Stored items
.....

PR #491, opened 2016-01-18
Random delay for opennet ack when not path folding (locally)

toad:
This should improve protection against local attackers. I would like it to be considered for 1472 if not earlier. The performance impact should be marginal: Path folding does not block returning the data, although maybe we might end up running slightly fewer requests as a result. If so increasing the limits (BANDWIDTH_LIABILITY_*) in NodeStats would be a simple solution.

### DIFF
--- a/src/freenet/node/RequestSender.java
+++ b/src/freenet/node/RequestSender.java
@@ -1735,7 +1735,7 @@ public final class RequestSender extends BaseSender implements PrioRunnable {
 				// Serious race condition not possible here as we set it.
 				if(source == null) {
 				    long delay = randomDelayFinishOpennetLocal();
-				    if(logMINOR) Logger.minor(this, "Delaying opennet completion for "+TimeUtil.formatTime(delay, 2));
+				    if(logMINOR) Logger.minor(this, "Delaying opennet completion for "+TimeUtil.formatTime(delay, 2, true));
 				    node.ticker.queueTimedJob(new Runnable() {
 
                         @Override
--- a/src/freenet/node/RequestSender.java
+++ b/src/freenet/node/RequestSender.java
@@ -1681,7 +1681,8 @@ public final class RequestSender extends BaseSender implements PrioRunnable {
 	
 	private long randomDelayFinishOpennetLocal() {
 	    double pingTime = 
-	            Math.max(node.nodeStats.getBwlimitDelayTime(),
+	            // Noderefs are sent as real-time
+	            Math.max(node.nodeStats.getBwlimitDelayTimeRT(),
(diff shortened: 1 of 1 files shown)


toad:
Also, if the delays are too long this might impact on newbie nodes. We might want to adjust the constants, or reconsider whether to include both bwlimitDelayTime and median ping time etc. Currently my big node is showing opennet delays of around 5 seconds.

toad:
More like 2 seconds now with some tweaking, but still looks valid IMHO.

src/freenet/node/RequestSender.java
```diff
@@ -1681,7 +1699,7 @@ void ackOpennet(final PeerNode next) {
      * Add the peer.
      * @return True only if there was a fatal timeout and the caller should not unlock.
      */
-    private boolean finishOpennet(PeerNode next) {
+    private boolean finishOpennet(final PeerNode next) {
```
ArneBab: is this change related to the pull-request?

toad: Yes, you can't access non-final local variables from anonymous inner classes. We need this variable in run() below.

.....

• [EXERCISE DETAILS]:
Find the line that contains "as we set it." in the data above. Reproduce it and every later line exactly, through the last one.

• [ANSWER TO THE PROBLEM]:
 				// Serious race condition not possible here as we set it.
 				if(source == null) {
 				    long delay = randomDelayFinishOpennetLocal();
-				    if(logMINOR) Logger.minor(this, "Delaying opennet completion for "+TimeUtil.formatTime(delay, 2));
+				    if(logMINOR) Logger.minor(this, "Delaying opennet completion for "+TimeUtil.formatTime(delay, 2, true));
 				    node.ticker.queueTimedJob(new Runnable() {
 
                         @Override
--- a/src/freenet/node/RequestSender.java
+++ b/src/freenet/node/RequestSender.java
@@ -1681,7 +1681,8 @@ public final class RequestSender extends BaseSender implements PrioRunnable {
 	
 	private long randomDelayFinishOpennetLocal() {
 	    double pingTime = 
-	            Math.max(node.nodeStats.getBwlimitDelayTime(),
+	            // Noderefs are sent as real-time
+	            Math.max(node.nodeStats.getBwlimitDelayTimeRT(),
(diff shortened: 1 of 1 files shown)


toad:
Also, if the delays are too long this might impact on newbie nodes. We might want to adjust the constants, or reconsider whether to include both bwlimitDelayTime and median ping time etc. Currently my big node is showing opennet delays of around 5 seconds.

toad:
More like 2 seconds now with some tweaking, but still looks valid IMHO.

src/freenet/node/RequestSender.java
```diff
@@ -1681,7 +1699,7 @@ void ackOpennet(final PeerNode next) {
      * Add the peer.
      * @return True only if there was a fatal timeout and the caller should not unlock.
      */
-    private boolean finishOpennet(PeerNode next) {
+    private boolean finishOpennet(final PeerNode next) {
```
ArneBab: is this change related to the pull-request?

toad: Yes, you can't access non-final local variables from anonymous inner classes. We need this variable in run() below.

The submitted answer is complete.